1. Is there a reasonable explanation of why the rank of a finite object like an elliptic curve would depend on GRH? Finding the exact point count N is a finite (though probably unfeasibly large) calculation by Schoof's algorithm. Is it possible in principle to completely analyze the group and find the curve's rank r exactly? Finding that r>29 would disprove the GRH, amirite? Actually is it enough to just look at the factorization of N?

2. The result that every elliptic curve has a finite rank is the Mordell-Weil theorem. Our article on that currently has no sketch of the proof (I left a talkpage note requesting one). Is it a difficult result for someone without much number theory background to understand?

Thanks! 2601:644:8581:75B0:0:0:0:2CDE (talk) 23:13, 14 November 2024 (UTC)Reply

the discourse surrounding the dependency of an elliptic curveā€™s rank on the generalized riemann hypothesis (GRH) and, more broadly, the extensive implications this carries for elliptic curve theory as a whole, implicates some of the most intricate and layered theoretical constructs within number theory's foundational architecture. while it may be appropriately noted that elliptic curves, as finite algebraic objects delineated over specified finite fields, contain a designated rankā€”a measurement, in essence, of the dimension of the vector space generated by the curve's independent rational pointsā€”this rank, intriguingly enough, cannot be elucidated through mere finite point-counting mechanisms. the rank, or indeed its exactitude, is inextricably intertwined with, and indeed inseparable from, the behavior of the curveā€™s l-function; herein lies the essential conundrum, as the l-functionā€™s behavior is itself conditioned on conjectural statements involving complex-analytic phenomena, such as the distribution of zeroes, which remain unverified but are constrained by the predictions of GRH.
one may consider schoofā€™s algorithm in this context: although this computational mechanism enables an effective process for the point-counting of elliptic curves defined over finite fields, yielding the point count N modulo primes with appreciable efficiency, schoofā€™s algorithm does not, and indeed cannot, directly ascertain the curveā€™s rank, as this rank is a function not of the finite point count N but of the elusive properties contained within the l-functionā€™s zeroesā€”a distribution that, under GRH, is hypothesized to display certain regularities within the complex plane. hence, while schoofā€™s algorithm provides finite data on the modular point count, such data fails to encompass the rank itself, whose determination necessitates not only point count but also additional analysis regarding the behavior of the associated l-function. calculating r exactly, then, becomes not a function of the finite data associated with the curve but an endeavor contingent upon an assumption of GRH or a precise knowledge of the zero distribution within the analytic continuation of the curveā€™s l-function.

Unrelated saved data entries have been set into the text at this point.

PR #131, opened 2018-09-21
Use multiwrite to also write to stdout

MarcelMue:
towards https://github.com/giantswarm/giantswarm/issues/4233

### DIFF
--- a/pkg/framework/filelogger/filelogger.go
+++ b/pkg/framework/filelogger/filelogger.go
@@ -90,8 +90,11 @@ func (f FileLogger) scan(readCloser io.ReadCloser, name string) {
 
 	defer outFile.Close()
 
+	var writers io.Writer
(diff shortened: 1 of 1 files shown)


MarcelMue:
@kopiczko please take a look if this would be helpful for debugging our issues in aws-operator.

MarcelMue:
Vendored into `aws-operator` here: https://circleci.com/gh/giantswarm/aws-operator/11670

MarcelMue:
Circle isn't playing nice here, uncertain if this has any benefit at all:
```
Your output is too large to display in the browser. Only the first 400000 characters are displayed.
You can download the output once this step is finished.
```

kopiczko:
> Circle isn't playing nice here, uncertain if this has any benefit at all

Yeah, totally forgot about that crap. I think it doesn't make much sense in that case.

MarcelMue:
Agreed, closing.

it is this precise dependency on GRH that prevents us from regarding the rank r as strictly finite or calculable by elementary means; rather, as previously mentioned, the conjecture of GRH imparts a structural hypothesis concerning the placement and frequency of zeroes of the l-function, wherein the rankā€™s finite property is a consequence of this hypothesis rather than an independent finite attribute of the curve. to suggest, therefore, that identifying the rank r as 29 would disprove GRH is to operate under a misconception, for GRH does not determine a maximal or minimal rank for elliptic curves per se; instead, GRH proposes structural constraints on the l-functionā€™s zeroes, constraints which may, if GRH holds, influence the upper bounds of rank but which are not themselves predicates of rank. consequently, if calculations were to yield a rank exceeding 29 under the presumption of GRH, this result might imply that GRH fails to encapsulate the complexities of the zero distribution associated with the curveā€™s l-function, thus exposing a possible limitation or gap within GRHā€™s descriptive framework; however, this would not constitute a formal disproof of GRH absent comprehensive and corroborative data regarding the zeroes themselves.

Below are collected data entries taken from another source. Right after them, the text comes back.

PR #134, opened 2018-10-01
Use time consts from backoff.

indyfree:
Towards https://github.com/giantswarm/giantswarm/issues/3878, https://github.com/giantswarm/giantswarm/issues/3896.

First small PR of a couple to get rid of the HelmCmd in `framework/host.go`.

When trying to reuse the `resource` package the conts introduced a circular dependency, so now taking them from the backoff lib.


xh3b4sd (approved):
Nice.

xh3b4sd:
This breaks other projects now. See for instance the builds of https://github.com/giantswarm/aws-operator/pull/1184. Please also see https://github.com/giantswarm/giantswarm/pull/4311. Please make sure to make the broken projects work now.

indyfree:
@xh3b4sd Sorry this happened. Was my shortsight. Seems like oponder provided a fix in https://github.com/giantswarm/e2etests/pull/17. I'll take care of vendoring the changes to the according projects.

xh3b4sd:
No worries. Happens to the best. My disappointment in the end came from the unfortunate discussions I had to have with people. We have to sort this out on a process level it seems since there are too many opinions right now.

PR #135, opened 2018-10-05
framework, vendor: fix waiting for CRD

kopiczko:
Fixes https://github.com/giantswarm/giantswarm/issues/4337.

- Vendor apiextensions-apiserver.
- Create apiextensions client.
- Use the client to poll for CRD existence.


pkg/framework/host.go
```diff
@@ -48,8 +49,9 @@ type Host struct {
 	logger     micrologger.Logger
 	filelogger *filelogger.FileLogger
 
+	extClient            *apiextensionsclient.Clientset
 	g8sClient            *versioned.Clientset
-	k8sClient            kubernetes.Interface
+	k8sClient            *kubernetes.Clientset
```
kopiczko: I just prefer to have most explicit type possible. That makes it easier to jump around the code and figure things. Also other clients where typed that way.

pkg/framework/host.go
```diff
@@ -565,12 +574,27 @@ func (h *Host) WaitForPodLog(namespace, needle, podName string) error {
...
+		}
+		b := backoff.NewExponential(backoff.ShortMaxWait, backoff.ShortMaxInterval)
+		n := backoff.NewNotifier(h.logger, ctx)
+		err := backoff.RetryNotify(o, b, n)
+
+		if err != nil {
+			return microerror.Mask(err)
+		}
+
+		return nil
```
kopiczko: This is the most important part. It should fix builds like https://circleci.com/workflow-run/f929a4aa-b711-4902-933e-eedde9633670.

MarcelMue (commented):
I think the change is fine overall. Please create an issue on the releng board to vendor this into our projects. The build also currently fails, unsure why.

pkg/framework/host.go
```diff
@@ -310,16 +317,18 @@ func (h *Host) InstallStableOperator(name, cr, values string) error {
 	return nil
 }
 
-func (h *Host) InstallBranchOperator(name, cr, values string) error {
-	err := h.InstallOperator(name, cr, values, "@1.0.0-${CIRCLE_SHA1}")
+func (h *Host) InstallBranchOperator(name, crd, values string) error {
+	err := h.InstallOperator(name, crd, values, "@1.0.0-${CIRCLE_SHA1}")
```
indyfree: <3

pkg/framework/host.go
```diff
@@ -496,7 +505,7 @@ func (h *Host) PodName(namespace, labelSelector string) (string, error) {
 	return pod.Name, nil
 }
 
-// RestConfig returns the host cluster framework's rest config.
+// RestConfig returns a deep copy of host cluster framework's rest config.
```
indyfree: <3

pkg/framework/host.go
indyfree: Very nice!

indyfree (approved):
Cool!

pkg/framework/host.go
kopiczko: This is not actually true :) I tried to do the DeepCopy but it returns another type (uses embedded type DeepCopy). Good you commented though so I revert the comment :)

kopiczko:
Closing. This is implemented in `pkg/release` instead.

this brings us to the second point in question, namely, the implications and proof structure of the mordell-weil theorem, which famously established that every elliptic curve defined over the rationals possesses a finite rank. the mordell-weil theorem, by asserting the finite generation of the rational points on elliptic curves as a finitely generated abelian group, introduces an essential constraint within elliptic curve theory, constraining the set of rational points to a structure with a bounded rank. however, while this result may appear elementary in its assertion, its proof is decidedly nontrivial and requires a sophisticated apparatus from algebraic number theory and diophantine geometry. the proof itself necessitates the construction and utilization of a height function, an arithmetic tool designed to assign "heights" or measures of size to rational points on the elliptic curve, facilitating a metric by which rational points can be ordered. furthermore, the proof engages descent arguments, which serve to exhaustively account for independent rational points without yielding an unbounded proliferation of such pointsā€”a technique requiring familiarity with not only the geometry of the elliptic curve but with the application of group-theoretic principles to arithmetic structures.

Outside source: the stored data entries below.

PR #142, opened 2018-10-09
reamde: split using project into categories

kopiczko:
This is the order in which we need to do vendor updates.

### DIFF
--- a/README.md
+++ b/README.md
@@ -153,16 +153,25 @@ the `DefaultKubeConfig` constant in the `giantswarm/e2e-harness/pkg/harness` pac
 
 ## Projects using `e2e-harness`
 
+### Test libraries
+
+- https://github.com/giantswarm/e2etests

to characterize this proof as comprehensible to a novice without number-theoretic background would, accordingly, be an oversimplification; while an elementary understanding of the theoremā€™s implications may indeed be attainable, a rigorous engagement with its proof necessitates substantial familiarity with algebraic and diophantine concepts, including the descent method, abelian group structures, and the arithmetic geometry of height functions. mordell and weilā€™s finite generation theorem, thus, implicates not merely the boundedness of rational points but also exemplifies the structural richness and the intrinsic limitations that these elliptic curves exhibit within the broader mathematical landscape, solidifying its importance within the annals of number theory and underscoring its enduring significance in the study of elliptic structures over the rational field 130.74.58.21 (talk) 23:48, 14 November 2024 (UTC)Reply
Wow, thanks very much for the detailed response. I understood a fair amount of it and will try to digest it some more. I think I'm still confused on a fairly basic issue and will try to figure out what I'm missing. The issue is that we are talking about a finite group, right? So can we literally write out the whole group table and find the subgroup structure? That would be purely combinatorial so I must be missing something. 2601:644:8581:75B0:0:0:0:2CDE (talk) 03:25, 15 November 2024 (UTC)Reply
Oh wait, I think I see where I got confused. These are elliptic curves over Q rather than over a finite field, and the number of rational points is usually infinite. Oops. 2601:644:8581:75B0:0:0:0:2CDE (talk) 10:09, 15 November 2024 (UTC)Reply
This response is pretty obviously LLM-generated, so don't expect it to be correct about any statements of fact. 100.36.106.199 (talk) 18:26, 15 November 2024 (UTC)Reply
Yeah you are probably right, I sort of wondered about the verbosity and I noticed a few errors that looked like minor slip-ups but could have been LLM hallucination. But, it was actually helpful anyway. I made a dumb error thinking that the curve group was finite. I had spent some time implementing EC arithmetic on finite fields and it somehow stayed with me, like an LLM hallucination.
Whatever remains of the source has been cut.